PROBLEM DETAILS
In your reply, reproduce the lines from the first one below to the line containing "- Trigger CI", inclusive, exactly as they stand.

INFORMATION SUPPLIED
PR #82, opened 2023-12-04
Enables CI when pushing rolling branch.

francocipollone:
I wanted to double-check check CI is passing after last zenoh-c commit and found this minor bug.

### Summary

 - Trigger CI when commit is pushed to default branch (rolling)
 - Enables workflow_dispatch

### DIFF
--- a/.github/workflows/build.yaml
+++ b/.github/workflows/build.yaml
@@ -2,7 +2,8 @@ name: build
 on:
   pull_request:
   push:
-    branches: [ main ]
+    branches: [ rolling ]
+  workflow_dispatch:
 defaults:
   run:
     shell: bash


francocipollone:
CI failing due to: https://github.com/eclipse-zenoh/zenoh-c/pull/214

francocipollone:
Retriggering CI after https://github.com/eclipse-zenoh/zenoh-c/pull/214 is merged

.github/workflows/build.yaml
```diff
@@ -2,7 +2,8 @@ name: build
 on:
   pull_request:
   push:
-    branches: [ main ]
+    branches: [ rolling ]
+  workflow_dispatch:
```
Yadunund, line 6: Do we still need the `workflow_dispatch` key?

francocipollone: As we are targeting master for the zenoh dependency I found it useful to be able to run it via `workflow_dispatch` to verify that everything works as expected when a new commit is pushed in zenoh-c .

clalancette: > As we are targeting master for the zenoh dependency I found it useful to be able to run it via `workflow_dispatch` to verify that everything works as expected when a new commit is pushed in zenoh-c .

I'm fine with it for now, though I expect very soon that we should pin the zenoh-c commit that we are using, and only update it when we need a new feature.

clalancette (approved):

PR #86, opened 2023-12-15
Adds base support for services.

francocipollone:
### Summary
 - Provides support for services
 - Graph cache update is not tackled in this PR.

### Notes on the implementation
 - Queryables are being used for the service client interaction. (instead of topics as dds implementations) 
 - Main rmw methods to implement from the server side
   - rmw_create_service
   - rmw_take_request
   - rmw_send_response
 - Main rmw methods to implement from the clilent side:
   - rmw_create_client
   - rmw_send_request
   - rmw_take_response
 
      
### Pendings
 - [x] :exclamation: `z_query_value` is failing to obtain the message when using `z_owned_query` approach, even replicated in simpler script (Notified zettascale folks) :exclamation:(blocker)  
 - [ ] Define headers (request/response) and sequence id information.
 - [x] Verify waits added to the rmw_wait method.
 - [ ] Verify keyexpression for the service 
 - [x] Fix style
 - [ ] `rmw_service_server_is_available` method needs graph information. 
 - [ ] Update graph cache

### DIFF
--- a/rmw_zenoh_cpp/src/detail/rmw_data_types.cpp
+++ b/rmw_zenoh_cpp/src/detail/rmw_data_types.cpp
@@ -81,13 +81,6 @@ void sub_data_handler(
   }
 }
 
-
-//==============================================================================
-std::size_t rmw_service_data_t::get_new_uid()
-{
-  return client_count++;
-}
-
 //==============================================================================
 void service_data_handler(const z_query_t * query, void * data)
 {
@@ -115,10 +108,7 @@ void service_data_handler(const z_query_t * query, void * data)
   // Get the query parameters and payload
   {
     std::lock_guard<std::mutex> lock(service_data->query_queue_mutex);
-    const std::size_t client_id = service_data->get_new_uid();
-    service_data->id_query_map.emplace(
-      std::make_pair(client_id, z_query_clone(query)));
-    service_data->to_take.push_back(client_id);
+    service_data->query_queue.push_back(z_query_clone(query));
   }
   {
     // Since we added new data, trigger the guard condition if it is available
--- a/rmw_zenoh_cpp/src/detail/rmw_data_types.cpp
+++ b/rmw_zenoh_cpp/src/detail/rmw_data_types.cpp
@@ -17,6 +17,7 @@
 #include <mutex>
 #include <utility>
 
+#include "rcpputils/scope_exit.hpp"
 #include "rcutils/logging_macros.h"
 
 #include "rmw_data_types.hpp"
@@ -34,6 +35,10 @@ void sub_data_handler(
   void * data)
 {
   z_owned_str_t keystr = z_keyexpr_to_string(sample->keyexpr);
+  auto drop_keystr = rcpputils::make_scope_exit(
+    [&keystr]() {
+      z_drop(z_move(keystr));
+    });
 
   auto sub_data = static_cast<rmw_subscription_data_t *>(data);
   if (sub_data == nullptr) {
@@ -74,8 +79,6 @@ void sub_data_handler(
       sub_data->condition->notify_one();
     }
   }
-
-  z_drop(z_move(keystr));
 }
 
 
@@ -93,6 +96,10 @@ void service_data_handler(const z_query_t * query, void * data)
     "[service_data_handler] triggered"
   );
   z_owned_str_t keystr = z_keyexpr_to_string(z_query_keyexpr(query));
+  auto drop_keystr = rcpputils::make_scope_exit(
+    [&keystr]() {
+      z_drop(z_move(keystr));
+    });
 
   rmw_service_data_t * service_data = static_cast<rmw_service_data_t *>(data);
   if (service_data == nullptr) {
@@ -102,7 +109,6 @@ void service_data_handler(const z_query_t * query, void * data)
       "service for %s",
       z_loan(keystr)
     );
-    z_drop(z_move(keystr));
     return;
   }
 
@@ -121,8 +127,6 @@ void service_data_handler(const z_query_t * query, void * data)
       service_data->condition->notify_one();
     }
   }
-
-  z_drop(z_move(keystr));
 }
 
 //==============================================================================
--- a/rmw_zenoh_cpp/src/detail/rmw_data_types.cpp
+++ b/rmw_zenoh_cpp/src/detail/rmw_data_types.cpp
@@ -22,13 +22,13 @@
 #include "rmw_data_types.hpp"
 
 ///==============================================================================
-
 saved_msg_data::saved_msg_data(zc_owned_payload_t p, uint64_t recv_ts, const uint8_t pub_gid[16])
 : payload(p), recv_timestamp(recv_ts)
 {
   memcpy(publisher_gid, pub_gid, 16);
 }
 
+//==============================================================================
 void sub_data_handler(
   const z_sample_t * sample,
   void * data)
@@ -79,12 +79,14 @@ void sub_data_handler(
 }
 
 
-unsigned int rmw_service_data_t::get_new_uid()
+//==============================================================================
+std::size_t rmw_service_data_t::get_new_uid()
 {
   return client_count++;
 }
 
-void service_data_handler(const z_query_t * query, void * service_data)
+//==============================================================================
+void service_data_handler(const z_query_t * query, void * data)
 {
   RCUTILS_LOG_INFO_NAMED(
     "rmw_zenoh_cpp",
@@ -92,8 +94,8 @@ void service_data_handler(const z_query_t * query, void * service_data)
   );
   z_owned_str_t keystr = z_keyexpr_to_string(z_query_keyexpr(query));
 
-  auto rmw_service_data = static_cast<rmw_service_data_t *>(service_data);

YOUR RESPONSE
PR #82, opened 2023-12-04
Enables CI when pushing rolling branch.

francocipollone:
I wanted to double-check check CI is passing after last zenoh-c commit and found this minor bug.

### Summary

 - Trigger CI when commit is pushed to default branch (rolling)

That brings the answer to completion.